Why most agentic pilots don't scale.
The shape of a pilot that worked
Pick a small team. Pick a use case where the user is on the team. Run the pilot for four weeks with engineers in the loop. Ship something that works. The team is proud, the demo is good, the slide deck almost writes itself.
This is the easy 20 percent. The pilot worked because the engineers were the users and the engineers were also the operators. When the engineers leave the room and the pilot becomes a rollout, three things break.
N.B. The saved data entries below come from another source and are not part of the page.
PR #37740, opened 2026-06-22
fix(cli): make auth devices revoke --yes a real flag

GareArc:
## Summary

`auth devices revoke` is a destructive command but had **no** confirmation prompt — so its `--yes` flag ("skip confirmation prompt") was dead, doing nothing. `runDevicesRevoke` accepted `opts.yes` but never read it and revoked unconditionally (`devices.ts:99-100`). By contrast `delete member` (also destructive) has a real TTY-gated confirm.

This makes the flag honest by adding the missing prompt:

- Extract a shared `promptConfirm` into `sys/io/prompt.ts`; migrate `delete member` onto it (removes a duplicate copy).
- `runDevicesRevoke` now confirms before revoking on a TTY (`if (opts.yes !== true && opts.io.isErrTTY)`), prompting `Revoke N session(s)? [y/N]` and aborting on decline. `--yes` skips it. This guards `--all` in particular.
- Add `-y` short flag to `revoke` for parity with `delete member -y`.

Behavior: interactive terminals get the prompt; non-TTY (pipes/scripts/CI) get no prompt and revoke directly — no breaking change for automation.

Linear: WTA-957

## Checklist

- [ ] I ran `make lint && make type-check` (backend) and `cd web && pnpm exec vp staged` (frontend) to appease the lint gods.

<sub>CLI gate only: `pnpm type-check`, `pnpm lint`, and 30 targeted `pnpm test` all green. Backend/frontend gates N/A (CLI-only change).</sub>

From Claude Code

### DIFF
--- a/cli/src/commands/auth/devices/_shared/devices.test.ts
+++ b/cli/src/commands/auth/devices/_shared/devices.test.ts
@@ -146,6 +146,43 @@ describe('runDevicesRevoke', () => {
     expect(saved?.hosts[mock.url]).toBeUndefined()
   })
 
+  it('TTY without --yes: prompts and aborts on decline (no revoke)', async () => {
+    const base = bufferStreams('n\n')
+    const io = { ...base, isErrTTY: true }
+    const store = new MemStore()
+    const { reg, active } = buildRegistry(mock.url, 'tester@dify.ai', 'tok-1')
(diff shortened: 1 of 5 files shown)


lin-snow (approved):
LGTM

PR #37766, opened 2026-06-22
fix: isolate agent debug conversations by account

zyssyz123:
## Summary
- Store Agent App debug conversations per account instead of on the shared agent row.
- Return the current user's debug_conversation_id from Agent App list/detail responses.
- Force Agent App debug chat and message history APIs to the current user's debug conversation, rejecting cross-user conversation ids.

## Validation
- Deployed commit to deploy/agent and ran the deploy-agent workflow successfully.
- Updated the agent.dify.dev database schema manually to match the edited pre-release migration.
- Verified on https://agent.dify.dev with two users in the same tenant:
  - each user receives a different debug_conversation_id for the same Agent App;
  - own GET /console/api/agent/{agent_id}/chat-messages returns 200;
  - cross-user GET and POST using another user's conversation_id return 404.
- Local checks:
  - ruff check on modified files: passed;
  - pyrefly check on modified business files: 0 errors;
  - compileall on modified business files: passed.


lyzno1 (approved):

MRZHUH (approved):
LGTM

Failure mode 1: the platform substrate was not real
The pilot ran in a sandbox account with hardcoded API keys, a side cluster, and a Streamlit interface. The architecture diagram showed Lambda and S3 because that's what fits on a slide; the actual code ran on a laptop and a Vercel preview.
On rollout, the platform team asks the basic questions. Where do the secrets live? How does the service authenticate to the data source? Where do the logs go? Who pages when it breaks? Nothing in the pilot answered these questions because the pilot did not have to.
Fix it during the pilot, not after. Build the pilot on the same landing zone as everything else. Use the same identity, the same observability, the same paging path. The pilot is slower to ship; the rollout is faster because there is no architectural translation.
Failure mode 2: there was no quality signal
The pilot was evaluated by the engineers eyeballing the output. The output looked plausible most of the time, occasionally weird, never disastrous. The team called it a success.
On rollout, the user base is no longer the engineering team. The user base does not know the system well enough to spot weird output. Quality regressions stack up silently. By the time someone notices, the dashboard is dead because no one was watching it.
Fix it with a written evaluation set. Twenty real inputs, twenty expected outputs (or expected output classes, when the answer is open-ended), and a CI step that runs the evaluation on every change. Quality regression catches itself, the same way a unit test would, with the same boring cadence.
"The pilot worked because the engineers were the users and the engineers were also the operators. When they leave the room, three things break."
Sebastiaan van Parijs / Founder
Failure mode 3: no one wrote down the failure mode
Every AI feature has a class of failure that is unique to it. RAG over policy documents fails when the chunking strategy misses the relevant clause. Agentic workflows fail when the model picks the wrong tool. Summarisation fails when the input is mostly noise.
The pilot did not write down its failure class. So on rollout, when a user hits the failure, no one knows whether it is a known issue, a regression, or a new problem. The team triages from first principles every time. By month three the team is exhausted.
Fix it during the pilot by naming the failure class. One paragraph in the runbook: this is what we expect to break, this is what we do when it does, this is the fallback. Future failures slot into the existing runbook or trigger a runbook update. Either way, the team is not starting from zero.
What a pilot that scales looks like
Same platform substrate as the rest of the services. Identity, secrets, observability, paging from day one. A written evaluation set with a CI gate. A named failure class with a written runbook entry. Cost attribution on the same dashboard as the team's other services.
It is slower to ship the first pilot this way. The second pilot is faster. The fifth pilot is much faster. By the time the team is shipping pilots monthly, the substrate is the company's AI platform, the evaluation harness is shared, and the runbooks compose.
This is the boring shape. It does not demo as well. It is what scales.